2.3 Deployment strategy

In situ data were collected as part of the Drifter Demonstration and Research 2020 (DDR20) experiment (Poulain, 2020), which took place off the coast of Italy on 8–10 October 2020. DDR20 was a rapid environment assessment (REA) exercise whose general objective was the 3D characterization of the oceanographic and acoustic environment using a network of compact and low-cost, freely drifting instruments over a few days. A total of 110 drifters and 1 float were quickly deployed in a 6 × 6 km2 array in the coastal LSL (Fig. 1) using two ships between 08:09 and 12:28 UTC on 8 October 2020. The minimum distance between drifters at release was 0.5 km if drifters deployed at the same time and position are not considered (Poulain, 2020). One-third of these drifters and the float were successfully recovered after about 2 d, starting at 09:22 UTC on 10 October 2020.

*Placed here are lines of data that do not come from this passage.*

PR #184, opened 2025-03-12
user: add special container user constants for windows to sys/user

jsternberg:


crazy-max:
relates to https://github.com/moby/buildkit/pull/5791#pullrequestreview-2650964109

kolyshkin:
It would be nice to at least add a comment telling something about where these are coming from (I know they are not documented etc. -- but at least provide some sources).

thaJeztah:
Let me leave a "request changes", because i don't think we'd be merging this currently.

As I commented on other PRs, I think these "magic" users should be considered a contract for Windows containers. And given that there's only 1 party that provides Windows base images, those should be considered a specification, and these users to be a part of that.

So what I would like to see;

- Microsoft to include these somewhere in their official documentation
- Given that they're defined in Microsoft/hcsshim; a set of properly documented consts (or similar) outlining these users (and their purpose)
- Ideally, the OCI specification to also include these (as, per the above, it's effectively a specification for Windows images)

I want to avoid Moby, or BuildKit to become the "source of truth" for these consts, because we don't own this specification, and we don't want others to depend on those, so preferably keep them either internal, or IF we export them, to be documented with a reference to the canonical source of truth / specification.

thaJeztah (changes requested):
see above

jsternberg:
We merged the version of this that has these constants in buildkit. I think @thaJeztah is correct that this should go somewhere else and buildkit is a good place to put it temporarily.

PR #185, opened 2025-04-01
integrate pkg/atomicwriter

thaJeztah:
- relates to https://github.com/moby/moby/pull/49608
- relates to https://github.com/moby/moby/issues/32989

### integrate pkg/atomicwriter

This integrates the atomicwriter package from moby at commit;
[d7b743b8569e253b61ea8d70e75146ff35d50417][1].

Migration was done using the following steps:

```bash
brew install git-filter-repo

cd ~/Projects
git clone https://github.com/moby/moby.git moby_temp
cd moby_temp

# commit taken from
git rev-parse --verify HEAD
d7b743b8569e253b61ea8d70e75146ff35d50417

git filter-repo --analyze

# remove all code, except for 'pkg/atomicwriter', and rename to /atomicwriter
git filter-repo \
  --path 'pkg/ioutils/fswriters.go' \
  --path 'pkg/ioutils/fswriters_test.go' \
  --path 'pkg/atomicwriter' \
  --path-rename pkg/atomicwriter:atomicwriter

git checkout -b integrate_atomicwriter

git remote add moby_temp ~/Projects/moby_temp
git fetch moby_temp

# merge the upstream code
git merge --allow-unrelated-histories --signoff -S moby_temp/master
```

[1]: https://github.com/moby/moby/commit/d7b743b8569e253b61ea8d70e75146ff35d50417

### DIFF
--- a/Makefile
+++ b/Makefile
@@ -1,4 +1,4 @@
-PACKAGES ?= capability mountinfo mount reexec sequential signal symlink user userns # IMPORTANT: when updating this list, also update the conditional one in .github/workflows/test.yml
+PACKAGES ?= atomicwriter capability mountinfo mount reexec sequential signal symlink user userns # IMPORTANT: when updating this list, also update the conditional one in .github/workflows/test.yml
 BINDIR ?= _build/bin
 CROSS ?= linux/arm linux/arm64 linux/ppc64le linux/s390x \
 	freebsd/amd64 openbsd/amd64 darwin/amd64 darwin/arm64 windows/amd64
@@ -29,9 +29,12 @@ test: test-local
 test: CMD=go test $(RUN_VIA_SUDO) -v -coverprofile=coverage.txt -covermode=atomic .
 test: foreach
 
-# Test the mount module against the local mountinfo source code instead of the
-# release specified in its go.mod. This allows catching regressions / breaking
-# changes in mountinfo.
+# Some modules in this repo have interdependencies:
+#  - mount depends on mountinfo
+#  - atomicwrite depends on sequential
+#
+# The code below tests these modules against their local dependencies
+# to catch regressions / breaking changes early.
 .PHONY: test-local
 test-local: MOD = -modfile=go-local.mod
 test-local:
@@ -39,6 +42,10 @@ test-local:
 	# Run go mod tidy to make sure mountinfo dependency versions are met.
 	cd mount && go mod tidy $(MOD) && go test $(MOD) $(RUN_VIA_SUDO) -v .
 	$(RM) mount/go-local.*
+	echo 'replace github.com/moby/sys/sequential => ../sequential' | cat atomicwriter/go.mod - > atomicwriter/go-local.mod
+	# Run go mod tidy to make sure sequential dependency versions are met.
+	cd atomicwriter && go mod tidy $(MOD) && go test $(MOD) $(RUN_VIA_SUDO) -v .
+	$(RM) atomicwriter/go-local.*
 
 .PHONY: lint
 lint: $(BINDIR)/golangci-lint
--- a/atomicwriter/atomicwriter.go
+++ b/atomicwriter/atomicwriter.go
@@ -1,0 +1,245 @@
+// Package atomicwriter provides utilities to perform atomic writes to a
+// file or set of files.
+package atomicwriter
+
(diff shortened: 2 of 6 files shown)


atomicwriter/atomicwriter.go
```diff
@@ -0,0 +1,242 @@
...
+}
+
+func validateFileMode(mode os.FileMode) error {
+	switch {
+	case mode.IsRegular():
+		return nil // Regular file
+	case mode&os.ModeDir != 0:
+		return errors.New("cannot write to a directory")
+	// TODO(thaJeztah): decide whether we want to disallow symlinks or to follow them.
+	// case mode&os.ModeSymlink != 0:
```
cpuguy83, line 46: Maybe we can get rid of this todo and just error out unless we are explicitly going to add a case to follow symlinks along with a test.

atomicwriter/atomicwriter.go
```diff
@@ -0,0 +1,242 @@
...
+		}
+		return errors.New("cannot write to a block device file")
+	case mode&os.ModeSetuid != 0:
+		return errors.New("cannot write to a setuid file")
+	case mode&os.ModeSetgid != 0:
+		return errors.New("cannot write to a setgid file")
+	case mode&os.ModeSticky != 0:
+		return errors.New("cannot write to a sticky bit file")
+	default:
+		// Unknown file mode; let's assume it works
```
cpuguy83, line 64: Seems gutsy.

cpuguy83 (changes requested):
I get this is just copy/paste from moby/moby, but probably good to deal with some of the unknown edge cases.

atomicwriter/atomicwriter.go
thaJeztah: It's a slightly tricky one; if we want this writer to be a drop-in for a regular `os.WriteFile`, then we should probably follow the symlink. We could resolve the symlink when creating the writer, then use that value as destination, but of course we may need to check where it's currently used (in case this would open up some symlink attack vector in moby?)

Erroring out would (in the meantime?) also be fine; currently it's kinda horrible, because if the destination is a symlink, the `os.Rename` just replaces the symlink with a file, which is not very expected I guess.

Makefile
```diff
@@ -29,7 +29,7 @@ test: test-local
 test: CMD=go test $(RUN_VIA_SUDO) -v -coverprofile=coverage.txt -covermode=atomic .
 test: foreach
 
-# Test the mount module against the local mountinfo source code instead of the
+# Test the mount module against the local sequential and mountinfo source code instead of the
```
kolyshkin, line 32: This is not entirely correct (mount is not tested against sequential).

I'd replace all this with something like:

```make
# Some modules in this repo have interdependencies:
#  - mount depends on mountinfo
#  - atomicwrite depedns on sequential
#
# The code below tests these modules against their local dependencies,
# to catch regressions / breaking changes early.
```

thaJeztah: Oh! Good one; yes will update.

FWIW; I opened a PR in moby to address Brian's comments; https://github.com/moby/moby/pull/49741

(I'm considering to explore if we could / should make the "write to symlink" work, but with it being changed to an error in that PR, it's something we can always to in a follow-up)

If those are accepted and merged, I'll re-do this PR. Let me move it back to draft until I'm ready to do so. 👍

thaJeztah:
Alright; updated; @cpuguy83 @kolyshkin @dmcgowan PTAL 🤗

Makefile
thaJeztah: Applied your suggestions 👍

atomicwriter/atomicwriter.go
thaJeztah: fixed in https://github.com/moby/moby/pull/49741

atomicwriter/atomicwriter.go
thaJeztah: fixed in https://github.com/moby/moby/pull/49741 - now producing an error (at least for now) for symlinked target

cpuguy83 (approved):

thaJeztah:
Thanks! I'll go ahead and bring this in; might tag a first version later.

kolyshkin (approved):
LGTM, thanks

PR #186, opened 2025-04-04
ci: add go1.24, add macOS 15, remove ubuntu 20.04 (EOL) and update golangci-lint to v2.0.2

thaJeztah:
- [x] depends on https://github.com/moby/sys/pull/187

PR #187, opened 2025-04-04
fix linting issues for golangci-lint v2

thaJeztah:
- relates to https://github.com/moby/sys/pull/186

We could suppress this linter, as using w.File.xxx makes it slightly more explicit, but probably fine as well.

```
Error: atomicwriter/atomicwriter.go:205:11: QF1008: could remove embedded field "File" from selector (staticcheck)
	err := w.File.Sync()
	         ^
```

```
Error: mountinfo/mounted_linux_test.go:282:6: QF1001: could apply De Morgan's law (staticcheck)
		if !(tc.isNotExist && errors.Is(err, os.ErrNotExist)) {
		   ^
Error: mountinfo/mounted_linux_test.go:353:8: QF1001: could apply De Morgan's law (staticcheck)
				if !(tc.isNotExist && errors.Is(err, os.ErrNotExist)) {
				   ^
```

```
Error: capability/syscall_linux.go:144:2: QF1003: could use tagged switch on data.version (staticcheck)
	if data.version == 1 {
	^
```

```
Error: user/user.go:447:16: ST1005: error strings should not be capitalized (staticcheck)
			return nil, fmt.Errorf("Unable to find additional groups %v: %w", additionalGroups, err)
			            ^
Error: user/user.go:471:17: ST1005: error strings should not be capitalized (staticcheck)
				return nil, fmt.Errorf("Unable to find group %s: %w", ag, ErrNoGroupEntries)
				            ^
```

### DIFF
--- a/capability/syscall_linux.go
+++ b/capability/syscall_linux.go
@@ -141,16 +141,17 @@ func setVfsCap(path string, data *vfscapData) (err error) {
 		return
 	}
 	var size uintptr
-	if data.version == 1 {
+	switch data.version {
+	case 1:
 		data.magic = vfsCapVer1
 		size = vfscapDataSizeV1
-	} else if data.version == 2 {
+	case 2:
 		data.magic = vfsCapVer2
 		if data.effective[0] != 0 || data.effective[1] != 0 {
 			data.magic |= vfsCapFlageffective
 		}
 		size = vfscapDataSizeV2
-	} else {
+	default:
 		return syscall.EINVAL
 	}
 	_, _, e1 := syscall.RawSyscall6(syscall.SYS_SETXATTR, uintptr(unsafe.Pointer(_p0)), uintptr(unsafe.Pointer(_vfsXattrName)), uintptr(unsafe.Pointer(data)), size, 0, 0)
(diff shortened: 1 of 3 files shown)


austinvazquez (approved):

thaJeztah:
Dropped the first commit; I'll bring this one in and rebase the other one.

kolyshkin (commented):
LGTM

Believe it or not, but this is almost[1] line-for-line identical my patchset which I prepared last Friday but did not open a PR :)

[1]: except the bit in https://github.com/moby/sys/pull/188

thaJeztah:
Ha! Yes, most of the changes seemed reasonable; I was _slightly_ on the fence on the "apply De Morgan's law" changes in https://github.com/moby/sys/pull/187/commits/8d553c09dc5e9ec44c52fc98ccccfeffb80450b4, but then again, either before and after would need a short comment (already in place) to outline the logic, so I took that one as "OK, let's make the linter happy".

I didn't like the "use embedded struct directly". At least; not in this specific case (there's situations where it's OK, but this one was not one of them).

The experiment took place after a storm with westerly winds and waves up to 15 m s−1 and 2.5 m, respectively, on 7 October (Fig. 2). During the 2 d of drifter operations mentioned above, calm meteorological conditions prevailed with winds less than 5 m s−1 and waves less than 0.5 m significant wave height. The surface Stokes drift estimated by ERA5 was as large as 20 cm s−1 on 7 October but decreased (to a few cm s−1) on subsequent days. Note that ERA5 underestimates the significant wave height by up to 0.5 m compared to the DWS drifter measurements (Fig. 2).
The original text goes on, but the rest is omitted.